* _Problem to work on_:
Transcribe the listing below only from the line with "Issue #3495, opened 2021-03-24" up to and including the line with "- Cover just".

* _Information_:
• • • •

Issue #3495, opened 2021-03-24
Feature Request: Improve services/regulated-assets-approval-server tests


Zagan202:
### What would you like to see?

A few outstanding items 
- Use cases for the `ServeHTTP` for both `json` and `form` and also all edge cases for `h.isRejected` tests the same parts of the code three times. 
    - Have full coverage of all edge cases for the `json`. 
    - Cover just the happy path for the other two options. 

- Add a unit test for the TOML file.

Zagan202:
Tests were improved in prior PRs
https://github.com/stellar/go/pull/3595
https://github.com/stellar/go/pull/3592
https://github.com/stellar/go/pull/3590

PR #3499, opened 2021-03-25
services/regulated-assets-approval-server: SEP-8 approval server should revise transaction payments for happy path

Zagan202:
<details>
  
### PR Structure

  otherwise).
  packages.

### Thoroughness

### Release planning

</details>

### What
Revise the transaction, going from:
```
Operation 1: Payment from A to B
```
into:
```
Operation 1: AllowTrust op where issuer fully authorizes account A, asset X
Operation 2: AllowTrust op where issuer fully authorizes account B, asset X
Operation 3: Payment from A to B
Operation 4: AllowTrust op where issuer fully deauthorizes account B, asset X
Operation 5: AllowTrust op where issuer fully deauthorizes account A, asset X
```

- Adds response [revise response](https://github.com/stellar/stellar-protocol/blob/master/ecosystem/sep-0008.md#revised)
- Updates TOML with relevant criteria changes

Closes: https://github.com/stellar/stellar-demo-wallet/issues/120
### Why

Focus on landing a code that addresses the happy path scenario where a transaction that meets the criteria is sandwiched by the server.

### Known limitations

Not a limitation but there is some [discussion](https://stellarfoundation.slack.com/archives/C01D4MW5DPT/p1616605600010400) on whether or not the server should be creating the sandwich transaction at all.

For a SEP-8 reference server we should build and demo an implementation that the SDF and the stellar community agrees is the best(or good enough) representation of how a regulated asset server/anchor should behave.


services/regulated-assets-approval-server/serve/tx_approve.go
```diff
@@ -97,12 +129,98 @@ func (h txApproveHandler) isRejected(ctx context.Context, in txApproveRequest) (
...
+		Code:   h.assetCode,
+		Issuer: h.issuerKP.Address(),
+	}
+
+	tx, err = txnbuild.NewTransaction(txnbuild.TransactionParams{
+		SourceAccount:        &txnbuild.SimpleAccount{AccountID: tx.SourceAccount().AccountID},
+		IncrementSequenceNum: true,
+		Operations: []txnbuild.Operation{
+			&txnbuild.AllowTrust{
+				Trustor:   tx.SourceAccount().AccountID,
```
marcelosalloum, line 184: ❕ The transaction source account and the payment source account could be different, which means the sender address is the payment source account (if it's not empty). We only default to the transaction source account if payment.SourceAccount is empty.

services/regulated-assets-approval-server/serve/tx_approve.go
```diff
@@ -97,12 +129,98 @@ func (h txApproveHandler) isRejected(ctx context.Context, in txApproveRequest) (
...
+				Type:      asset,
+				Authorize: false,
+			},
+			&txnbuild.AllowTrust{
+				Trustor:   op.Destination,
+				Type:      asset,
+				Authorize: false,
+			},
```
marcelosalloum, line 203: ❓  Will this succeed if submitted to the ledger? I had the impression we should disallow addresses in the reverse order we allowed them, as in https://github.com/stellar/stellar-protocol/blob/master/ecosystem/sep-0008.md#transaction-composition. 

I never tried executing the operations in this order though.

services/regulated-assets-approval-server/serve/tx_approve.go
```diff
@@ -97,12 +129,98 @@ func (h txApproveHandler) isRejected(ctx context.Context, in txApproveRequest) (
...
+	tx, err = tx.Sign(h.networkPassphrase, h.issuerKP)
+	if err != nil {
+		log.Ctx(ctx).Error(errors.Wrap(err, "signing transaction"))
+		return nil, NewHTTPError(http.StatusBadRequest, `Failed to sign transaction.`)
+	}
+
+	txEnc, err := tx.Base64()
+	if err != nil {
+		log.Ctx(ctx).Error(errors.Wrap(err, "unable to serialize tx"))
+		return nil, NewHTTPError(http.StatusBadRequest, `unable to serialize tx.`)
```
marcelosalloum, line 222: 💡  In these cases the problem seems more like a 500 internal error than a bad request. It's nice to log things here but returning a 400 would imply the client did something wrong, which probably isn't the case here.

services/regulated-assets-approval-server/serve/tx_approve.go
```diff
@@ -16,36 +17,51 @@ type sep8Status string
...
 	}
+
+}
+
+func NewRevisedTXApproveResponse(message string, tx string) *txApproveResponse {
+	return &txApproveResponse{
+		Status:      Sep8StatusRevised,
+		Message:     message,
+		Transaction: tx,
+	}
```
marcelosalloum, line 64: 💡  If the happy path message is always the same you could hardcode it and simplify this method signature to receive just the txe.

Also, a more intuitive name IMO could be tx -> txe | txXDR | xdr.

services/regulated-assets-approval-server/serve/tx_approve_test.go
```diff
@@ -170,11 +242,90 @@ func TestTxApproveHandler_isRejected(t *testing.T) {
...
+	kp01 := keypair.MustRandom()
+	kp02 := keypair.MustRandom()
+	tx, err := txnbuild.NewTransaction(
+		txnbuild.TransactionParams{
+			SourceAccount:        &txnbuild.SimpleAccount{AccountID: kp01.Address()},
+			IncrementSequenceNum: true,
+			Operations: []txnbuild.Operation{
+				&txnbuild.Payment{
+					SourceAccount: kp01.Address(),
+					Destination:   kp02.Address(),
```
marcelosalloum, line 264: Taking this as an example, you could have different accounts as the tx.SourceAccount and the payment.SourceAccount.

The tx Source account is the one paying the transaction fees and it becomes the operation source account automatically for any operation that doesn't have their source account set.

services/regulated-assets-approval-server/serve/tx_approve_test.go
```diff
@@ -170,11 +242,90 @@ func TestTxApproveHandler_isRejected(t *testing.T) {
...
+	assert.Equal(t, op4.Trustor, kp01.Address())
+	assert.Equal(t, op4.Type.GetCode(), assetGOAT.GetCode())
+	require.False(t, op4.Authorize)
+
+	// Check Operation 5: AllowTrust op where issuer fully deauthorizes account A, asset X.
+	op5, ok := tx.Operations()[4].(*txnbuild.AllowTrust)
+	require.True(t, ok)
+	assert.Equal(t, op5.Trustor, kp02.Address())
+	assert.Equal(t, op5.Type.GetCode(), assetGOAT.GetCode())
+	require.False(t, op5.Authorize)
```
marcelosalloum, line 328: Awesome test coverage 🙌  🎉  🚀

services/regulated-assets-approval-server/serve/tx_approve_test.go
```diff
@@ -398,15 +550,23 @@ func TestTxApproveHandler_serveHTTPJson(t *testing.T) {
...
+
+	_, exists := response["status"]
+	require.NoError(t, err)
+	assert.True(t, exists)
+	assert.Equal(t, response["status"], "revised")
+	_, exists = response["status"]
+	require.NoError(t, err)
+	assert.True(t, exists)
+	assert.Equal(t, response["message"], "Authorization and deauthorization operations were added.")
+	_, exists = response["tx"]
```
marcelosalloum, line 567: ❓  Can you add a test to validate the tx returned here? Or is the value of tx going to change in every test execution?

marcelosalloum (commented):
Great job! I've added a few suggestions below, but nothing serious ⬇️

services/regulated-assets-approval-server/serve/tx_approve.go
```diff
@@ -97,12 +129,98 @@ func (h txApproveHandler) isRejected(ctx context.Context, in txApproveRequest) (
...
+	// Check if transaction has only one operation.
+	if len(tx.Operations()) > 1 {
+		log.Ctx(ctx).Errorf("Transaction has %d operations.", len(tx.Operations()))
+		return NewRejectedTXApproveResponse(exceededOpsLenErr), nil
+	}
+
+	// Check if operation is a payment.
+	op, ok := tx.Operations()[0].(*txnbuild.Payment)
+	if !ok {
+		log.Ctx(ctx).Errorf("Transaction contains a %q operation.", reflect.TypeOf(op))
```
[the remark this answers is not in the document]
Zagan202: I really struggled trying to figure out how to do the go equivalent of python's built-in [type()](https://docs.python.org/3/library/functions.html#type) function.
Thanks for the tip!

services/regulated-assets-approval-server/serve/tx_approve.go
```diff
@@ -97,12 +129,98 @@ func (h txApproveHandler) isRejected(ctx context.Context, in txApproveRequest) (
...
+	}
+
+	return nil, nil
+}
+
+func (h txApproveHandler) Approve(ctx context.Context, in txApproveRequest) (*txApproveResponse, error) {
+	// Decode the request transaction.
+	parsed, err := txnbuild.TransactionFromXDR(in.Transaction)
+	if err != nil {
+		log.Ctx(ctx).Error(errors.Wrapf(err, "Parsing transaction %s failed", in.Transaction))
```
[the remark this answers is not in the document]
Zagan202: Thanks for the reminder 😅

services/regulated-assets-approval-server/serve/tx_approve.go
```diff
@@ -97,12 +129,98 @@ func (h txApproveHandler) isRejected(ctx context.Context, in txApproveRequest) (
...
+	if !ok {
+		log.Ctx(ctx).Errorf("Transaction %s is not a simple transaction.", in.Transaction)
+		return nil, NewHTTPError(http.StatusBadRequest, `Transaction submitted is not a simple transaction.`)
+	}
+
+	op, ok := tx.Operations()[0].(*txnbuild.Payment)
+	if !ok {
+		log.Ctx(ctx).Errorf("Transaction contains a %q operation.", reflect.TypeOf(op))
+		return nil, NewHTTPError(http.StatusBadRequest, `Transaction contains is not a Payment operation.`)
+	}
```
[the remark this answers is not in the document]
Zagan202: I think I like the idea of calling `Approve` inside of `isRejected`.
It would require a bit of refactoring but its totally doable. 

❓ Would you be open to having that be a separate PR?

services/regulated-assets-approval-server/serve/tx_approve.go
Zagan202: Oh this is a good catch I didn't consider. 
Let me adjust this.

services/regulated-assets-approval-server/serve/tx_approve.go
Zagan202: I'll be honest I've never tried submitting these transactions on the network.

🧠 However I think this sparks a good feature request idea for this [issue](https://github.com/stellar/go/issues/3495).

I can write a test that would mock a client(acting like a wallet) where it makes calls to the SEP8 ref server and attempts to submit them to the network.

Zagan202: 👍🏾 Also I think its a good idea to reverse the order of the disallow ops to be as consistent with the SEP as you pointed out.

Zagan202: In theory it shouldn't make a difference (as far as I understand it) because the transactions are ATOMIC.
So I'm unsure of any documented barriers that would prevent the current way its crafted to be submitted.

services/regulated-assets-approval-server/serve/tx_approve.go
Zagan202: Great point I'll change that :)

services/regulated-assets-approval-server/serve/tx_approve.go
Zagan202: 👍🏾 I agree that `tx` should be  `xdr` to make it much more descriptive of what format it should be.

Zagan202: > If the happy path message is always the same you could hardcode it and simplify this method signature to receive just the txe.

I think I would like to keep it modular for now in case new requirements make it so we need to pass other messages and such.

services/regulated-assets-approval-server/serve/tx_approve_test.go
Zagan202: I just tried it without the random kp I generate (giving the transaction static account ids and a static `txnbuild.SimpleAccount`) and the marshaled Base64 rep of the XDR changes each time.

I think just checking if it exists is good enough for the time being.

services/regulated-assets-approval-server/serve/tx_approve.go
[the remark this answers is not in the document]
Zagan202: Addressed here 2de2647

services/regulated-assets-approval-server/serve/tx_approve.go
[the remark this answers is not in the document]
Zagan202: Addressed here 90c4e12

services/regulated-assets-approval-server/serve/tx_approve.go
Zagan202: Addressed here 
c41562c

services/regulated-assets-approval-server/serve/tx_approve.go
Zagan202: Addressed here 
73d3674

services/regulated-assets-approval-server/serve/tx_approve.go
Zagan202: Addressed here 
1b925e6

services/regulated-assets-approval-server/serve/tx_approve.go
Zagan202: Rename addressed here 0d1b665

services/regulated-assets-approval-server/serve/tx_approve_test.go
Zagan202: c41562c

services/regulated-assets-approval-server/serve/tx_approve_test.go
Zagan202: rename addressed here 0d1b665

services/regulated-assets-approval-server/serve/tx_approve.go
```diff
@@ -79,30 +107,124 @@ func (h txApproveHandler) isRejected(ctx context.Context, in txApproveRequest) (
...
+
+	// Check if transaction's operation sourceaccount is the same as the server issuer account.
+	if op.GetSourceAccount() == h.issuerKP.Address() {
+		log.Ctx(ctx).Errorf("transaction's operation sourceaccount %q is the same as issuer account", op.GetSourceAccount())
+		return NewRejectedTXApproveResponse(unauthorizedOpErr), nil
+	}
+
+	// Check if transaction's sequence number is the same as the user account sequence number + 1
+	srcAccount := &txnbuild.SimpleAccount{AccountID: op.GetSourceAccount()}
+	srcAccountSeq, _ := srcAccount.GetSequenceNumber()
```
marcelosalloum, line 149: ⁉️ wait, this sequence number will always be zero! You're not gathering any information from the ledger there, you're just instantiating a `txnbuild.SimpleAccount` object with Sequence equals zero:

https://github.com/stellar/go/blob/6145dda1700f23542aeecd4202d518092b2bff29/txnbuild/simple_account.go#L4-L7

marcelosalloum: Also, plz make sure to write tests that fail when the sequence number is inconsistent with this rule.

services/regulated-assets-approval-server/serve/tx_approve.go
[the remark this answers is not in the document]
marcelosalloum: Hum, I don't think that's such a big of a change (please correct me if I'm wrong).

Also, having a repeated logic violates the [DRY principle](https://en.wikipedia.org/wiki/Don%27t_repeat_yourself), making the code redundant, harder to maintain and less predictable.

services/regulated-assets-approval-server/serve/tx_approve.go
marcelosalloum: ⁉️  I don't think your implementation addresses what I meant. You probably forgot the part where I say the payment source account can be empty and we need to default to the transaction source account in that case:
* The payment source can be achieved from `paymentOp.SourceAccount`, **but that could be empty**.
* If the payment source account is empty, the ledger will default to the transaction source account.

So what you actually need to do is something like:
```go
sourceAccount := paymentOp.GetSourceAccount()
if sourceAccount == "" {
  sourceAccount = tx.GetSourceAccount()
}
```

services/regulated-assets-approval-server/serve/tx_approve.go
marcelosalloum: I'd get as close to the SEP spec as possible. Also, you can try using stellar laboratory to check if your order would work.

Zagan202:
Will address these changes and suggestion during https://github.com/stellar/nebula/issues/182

• • • •

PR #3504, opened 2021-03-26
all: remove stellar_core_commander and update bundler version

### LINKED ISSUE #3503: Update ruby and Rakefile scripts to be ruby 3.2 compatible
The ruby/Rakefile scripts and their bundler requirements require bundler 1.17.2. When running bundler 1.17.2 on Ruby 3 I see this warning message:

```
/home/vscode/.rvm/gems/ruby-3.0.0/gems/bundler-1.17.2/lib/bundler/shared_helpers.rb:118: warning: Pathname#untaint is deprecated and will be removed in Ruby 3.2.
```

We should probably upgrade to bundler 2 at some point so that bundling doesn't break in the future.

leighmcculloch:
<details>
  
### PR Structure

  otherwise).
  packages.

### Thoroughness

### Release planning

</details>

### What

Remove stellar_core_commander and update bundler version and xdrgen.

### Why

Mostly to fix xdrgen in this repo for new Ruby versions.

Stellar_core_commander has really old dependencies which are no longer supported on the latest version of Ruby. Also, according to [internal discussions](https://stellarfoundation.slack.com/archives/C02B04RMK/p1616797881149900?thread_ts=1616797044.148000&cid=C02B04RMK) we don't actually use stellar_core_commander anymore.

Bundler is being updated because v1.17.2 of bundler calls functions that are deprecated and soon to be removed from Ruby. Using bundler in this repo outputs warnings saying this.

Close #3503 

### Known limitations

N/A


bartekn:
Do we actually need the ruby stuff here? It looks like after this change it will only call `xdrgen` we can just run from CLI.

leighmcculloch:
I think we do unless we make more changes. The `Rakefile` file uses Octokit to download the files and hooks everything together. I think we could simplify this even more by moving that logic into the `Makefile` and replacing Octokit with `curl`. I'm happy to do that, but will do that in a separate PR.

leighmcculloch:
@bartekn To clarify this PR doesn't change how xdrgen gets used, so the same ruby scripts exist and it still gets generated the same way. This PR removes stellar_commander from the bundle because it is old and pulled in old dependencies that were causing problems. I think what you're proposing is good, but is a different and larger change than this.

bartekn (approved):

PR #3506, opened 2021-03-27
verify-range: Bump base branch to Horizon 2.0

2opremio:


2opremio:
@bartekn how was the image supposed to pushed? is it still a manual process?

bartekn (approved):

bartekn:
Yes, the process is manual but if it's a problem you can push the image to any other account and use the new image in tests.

• • • •

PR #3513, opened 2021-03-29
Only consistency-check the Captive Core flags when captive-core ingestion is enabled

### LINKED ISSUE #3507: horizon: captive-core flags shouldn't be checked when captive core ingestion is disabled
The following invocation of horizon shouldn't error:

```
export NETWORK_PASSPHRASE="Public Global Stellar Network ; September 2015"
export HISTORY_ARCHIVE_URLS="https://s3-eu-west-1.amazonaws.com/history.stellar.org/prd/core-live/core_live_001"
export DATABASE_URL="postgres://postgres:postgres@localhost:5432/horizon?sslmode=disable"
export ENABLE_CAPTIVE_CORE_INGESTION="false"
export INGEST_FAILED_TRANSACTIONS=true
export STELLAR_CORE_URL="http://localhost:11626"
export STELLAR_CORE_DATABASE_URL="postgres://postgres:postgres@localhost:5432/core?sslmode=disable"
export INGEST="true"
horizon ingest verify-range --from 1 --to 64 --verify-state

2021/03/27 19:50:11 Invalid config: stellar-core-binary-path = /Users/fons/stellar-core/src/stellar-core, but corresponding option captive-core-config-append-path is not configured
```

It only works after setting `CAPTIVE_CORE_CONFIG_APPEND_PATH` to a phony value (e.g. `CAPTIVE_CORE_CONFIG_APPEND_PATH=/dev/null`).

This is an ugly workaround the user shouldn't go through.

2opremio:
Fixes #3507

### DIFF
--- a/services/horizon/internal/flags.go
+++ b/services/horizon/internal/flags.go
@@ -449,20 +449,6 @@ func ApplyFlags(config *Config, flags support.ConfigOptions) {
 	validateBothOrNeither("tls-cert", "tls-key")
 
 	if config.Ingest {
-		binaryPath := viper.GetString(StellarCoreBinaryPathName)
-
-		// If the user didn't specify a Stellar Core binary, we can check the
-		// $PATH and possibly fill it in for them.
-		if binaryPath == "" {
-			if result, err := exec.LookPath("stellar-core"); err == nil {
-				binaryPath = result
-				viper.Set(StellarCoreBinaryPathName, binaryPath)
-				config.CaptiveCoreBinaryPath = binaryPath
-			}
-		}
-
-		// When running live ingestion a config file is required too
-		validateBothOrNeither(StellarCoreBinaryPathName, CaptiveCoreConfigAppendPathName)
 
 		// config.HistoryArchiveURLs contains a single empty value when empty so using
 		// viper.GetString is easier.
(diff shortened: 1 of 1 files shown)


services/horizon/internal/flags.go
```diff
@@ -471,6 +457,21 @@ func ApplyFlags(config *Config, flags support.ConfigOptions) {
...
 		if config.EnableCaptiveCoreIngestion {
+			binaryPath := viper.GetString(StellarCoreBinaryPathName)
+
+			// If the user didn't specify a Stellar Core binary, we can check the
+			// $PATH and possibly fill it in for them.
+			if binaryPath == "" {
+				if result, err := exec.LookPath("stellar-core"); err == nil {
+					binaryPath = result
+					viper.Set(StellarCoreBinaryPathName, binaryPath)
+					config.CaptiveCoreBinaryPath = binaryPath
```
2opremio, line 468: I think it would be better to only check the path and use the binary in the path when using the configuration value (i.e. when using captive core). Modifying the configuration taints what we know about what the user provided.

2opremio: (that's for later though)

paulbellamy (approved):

• • • •

* _Answer_:
Issue #3495, opened 2021-03-24
Feature Request: Improve services/regulated-assets-approval-server tests


Zagan202:
### What would you like to see?

A few outstanding items 
- Use cases for the `ServeHTTP` for both `json` and `form` and also all edge cases for `h.isRejected` tests the same parts of the code three times. 
    - Have full coverage of all edge cases for the `json`. 
    - Cover just the happy path for the other two options. 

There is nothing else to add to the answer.